'''

PR #1288, opened 2026-04-27
fix(parser): process-sub body honours brace-terminator (-1)

redteamx:
Process substitution (`<(...)`, `>(...)`, `=(...)`) bodies now honour `consumedBraceTerminator` in their statement loop and consume `;` directly. zimfw's `_zimfw_mv =( … )` body has brace-form / case statements that were colliding with the unconditional advance.\n\nBaseline 65 -> 64.


afadesigns (approved):
Approved on review.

'''

WHAT THE TASK REQUIRES
Reproduce, word for word, all of the entries above.

RESULT OF THIS TASK
PR #1288, opened 2026-04-27
fix(parser): process-sub body honours brace-terminator (-1)

redteamx:
Process substitution (`<(...)`, `>(...)`, `=(...)`) bodies now honour `consumedBraceTerminator` in their statement loop and consume `;` directly. zimfw's `_zimfw_mv =( … )` body has brace-form / case statements that were colliding with the unconditional advance.\n\nBaseline 65 -> 64.


afadesigns (approved):
Approved on review.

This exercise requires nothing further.